The interactive relationships among differentially expressed genes (lower panels), pathways (middle panels) and immunity response (upper panel) involved in the regulation of folic acid in perinatal Holstein cows. The genes in green represent down-regulated, while genes in red mean up-regulated.

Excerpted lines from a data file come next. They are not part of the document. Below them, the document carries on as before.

PR #947, opened 2021-04-22
Issue 914 properties solution

Ferioney:
Support properties configuration per client


spring-cloud-commons/src/main/java/org/springframework/cloud/client/loadbalancer/reactive/ReactorLoadBalancerClientAutoConfiguration.java
```diff
@@ -61,16 +63,18 @@ public ReactorLoadBalancerExchangeFilterFunction loadBalancerExchangeFilterFunct
...
-			ObjectProvider<List<LoadBalancerClientRequestTransformer>> transformers) {
+			ObjectProvider<List<LoadBalancerClientRequestTransformer>> transformers,
+			LoadBalancerPropertiesFactory propertiesFactory) {
 		return new RetryableLoadBalancerExchangeFilterFunction(retryPolicy, loadBalancerFactory, properties,
-				transformers.getIfAvailable(Collections::emptyList));
+				transformers.getIfAvailable(Collections::emptyList), propertiesFactory);
 	}
 
 	@ConditionalOnMissingBean
 	@ConditionalOnProperty(value = "spring.cloud.loadbalancer.retry.enabled", havingValue = "true")
```
Ferioney, line 73: @OlgaMaciaszek @spencergibb 

I see an issue with enabling`LoadBalancerRetryPolicy` by `spring.cloud.loadbalancer.retry.enabled `.

I think we can use `spring.cloud.loadbalancer.retry.enabled` property for enabling retry in general. And then we should check in `policy` (and in other beans) that retry is enabled for a specific service (it has not implemented yet).

spring-cloud-commons/src/main/java/org/springframework/cloud/client/loadbalancer/LoadBalancerPropertiesFactory.java
```diff
@@ -0,0 +1,43 @@
...
+ *
+ * Unless required by applicable law or agreed to in writing, software
+ * distributed under the License is distributed on an "AS IS" BASIS,
+ * WITHOUT WARRANTIES OR CONDITIONS OF ANY KIND, either express or implied.
+ * See the License for the specific language governing permissions and
+ * limitations under the License.
+ */
+
+package org.springframework.cloud.client.loadbalancer;
+
```
OlgaMaciaszek, line 18: Please add javadocs for new classes. Please add your full name and surname with the `@author` tag in the javadocs of all changed/ added classes.

spring-cloud-commons/src/main/java/org/springframework/cloud/client/loadbalancer/LoadBalancerServiceProperties.java
```diff
@@ -0,0 +1,41 @@
...
+ */
+
+package org.springframework.cloud.client.loadbalancer;
+
+import java.util.HashMap;
+import java.util.Map;
+
+import org.springframework.boot.context.properties.ConfigurationProperties;
+
+@ConfigurationProperties("spring.cloud.loadbalancer")
```
OlgaMaciaszek, line 24: Let's change the prefix to `spring.cloud.loadbalancer.client` to indicate these are per-client properties and differentiate them from the other properties.

spring-cloud-commons/src/main/java/org/springframework/cloud/client/loadbalancer/RetryLoadBalancerInterceptor.java
```diff
@@ -58,6 +58,9 @@
 
 	private final ReactiveLoadBalancer.Factory<ServiceInstance> loadBalancerFactory;
 
+	private LoadBalancerPropertiesFactory factoryProperties;
+
+	@Deprecated
```
OlgaMaciaszek, line 63: Please add javadoc with `@deprecated` tag indicating the suggested replacement.

spring-cloud-commons/src/main/java/org/springframework/cloud/client/loadbalancer/RetryLoadBalancerInterceptor.java
```diff
@@ -58,6 +58,9 @@
 
 	private final ReactiveLoadBalancer.Factory<ServiceInstance> loadBalancerFactory;
 
+	private LoadBalancerPropertiesFactory factoryProperties;
```
OlgaMaciaszek, line 61: Please rename the field to `propertiesFactory`.

spring-cloud-commons/src/main/java/org/springframework/cloud/client/loadbalancer/reactive/LoadBalancerRetryPolicy.java
```diff
@@ -32,27 +32,71 @@
 	 * @param context the context for the retry operation
 	 * @return true to retry on the same service instance
 	 */
+	@Deprecated
```
OlgaMaciaszek, line 35: Please add JavaDoc with `@deprecated` tag indicating the suggested replacement.

spring-cloud-commons/src/main/java/org/springframework/cloud/client/loadbalancer/reactive/LoadBalancerRetryPolicy.java
```diff
@@ -32,27 +32,71 @@
...
+	default boolean retryableStatusCode(String serviceId, int statusCode) {
+		return retryableStatusCode(statusCode);
+	}
+
 	/**
 	 * Return <code>true</code> to retry on the provided HTTP method.
 	 * @param method the HTTP request method
 	 * @return true to retry on the provided HTTP method
 	 */
+	@Deprecated
```
OlgaMaciaszek, line 89: Please add javadoc with `@deprecated` tag indicating the suggested replacement.

spring-cloud-commons/src/main/java/org/springframework/cloud/client/loadbalancer/reactive/ReactorLoadBalancerClientAutoConfiguration.java
OlgaMaciaszek: Yes, we definitely should keep `spring.cloud.loadbalancer.retry.enabled` to be used as a global switch, but we could probably also be able to set `spring.cloud.loadbalancer.client.clientName.retry.enabled` per client - wdyt?

spring-cloud-commons/src/main/java/org/springframework/cloud/client/loadbalancer/reactive/ReactorLoadBalancerClientAutoConfiguration.java
```diff
@@ -50,9 +51,10 @@
 	@Bean
 	public ReactorLoadBalancerExchangeFilterFunction loadBalancerExchangeFilterFunction(
 			ReactiveLoadBalancer.Factory<ServiceInstance> loadBalancerFactory, LoadBalancerProperties properties,
-			ObjectProvider<List<LoadBalancerClientRequestTransformer>> transformers) {
+			ObjectProvider<List<LoadBalancerClientRequestTransformer>> transformers,
+			LoadBalancerPropertiesFactory factoryProperties) {
```
OlgaMaciaszek, line 55: Please rename the argument to `propertiesFactory`.

spring-cloud-commons/src/main/java/org/springframework/cloud/client/loadbalancer/reactive/ReactorLoadBalancerClientAutoConfiguration.java
```diff
@@ -50,9 +51,10 @@
...
 		return new ReactorLoadBalancerExchangeFilterFunction(loadBalancerFactory, properties,
-				transformers.getIfAvailable(Collections::emptyList));
+				transformers.getIfAvailable(Collections::emptyList), factoryProperties);
```
OlgaMaciaszek, line 57: Please rename the argument to `propertiesFactory`.

spring-cloud-commons/src/main/java/org/springframework/cloud/client/loadbalancer/reactive/ReactorLoadBalancerExchangeFilterFunction.java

Additionally, the genes regulated in low and control folic acid comparison are underlined.

Table 1

Different biological pathways in response to high, low or non-folic acid supplementation in transition dairy cows

Pathway Genes hits p-value
High vs control
 bta04060: Cytokine-cytokine receptor interaction 34 1.30E-06
 bta04668: TNF signaling pathway 17 3.40E-04
 bta05150: Staphylococcus aureus infection 12 4.00E-04
 bta04062: Chemokine signaling pathway 22 1.70E-03
 bta04640: Hematopoietic cell lineage 13 5.70E-03
 bta03320: PPAR signaling pathway 11 8.20E-03
 bta04610: Complement and coagulation cascades 11 1.20E-02
 bta04514: Cell adhesion molecules 17 1.40E-02
 bta04064: NF-kappa B signaling pathway 11 3.20E-02
 bta05200: Pathways in cancer 32 4.50E-02
Low vs control
 bta04514: Cell adhesion molecules 21 4.20E-09
 bta04668: TNF signaling pathway 15 1.00E-06
 bta05150: Staphylococcus aureus infection 10 2.40E-05
 bta04640: Hematopoietic cell lineage 11 1.70E-04
 bta04610: Complement and coagulation cascades 8 3.60E-03
 bta04060: Cytokine-cytokine receptor interaction 15 4.80E-03
 bta04612: Antigen processing and presentation 7 1.50E-02
 bta04620: Toll-like receptor signaling pathway 8 2.30E-02
 bta04062: Chemokine signaling pathway 11 2.70E-02
High vs low
 bta04640: Hematopoietic cell lineage 14 4.60E-06
 bta04514: Cell adhesion molecules 14 9.80E-04
 bta04060: Cytokine-cytokine receptor interaction 18 1.20E-03
 bta04668: TNF signaling pathway 9 1.90E-02
 bta05202: Transcriptional misregulation in cancer 12 2.00E-02

TNF, tumor necrosis factor; PPAR, peroxisome proliferator-activated receptor; NF, nuclear factor.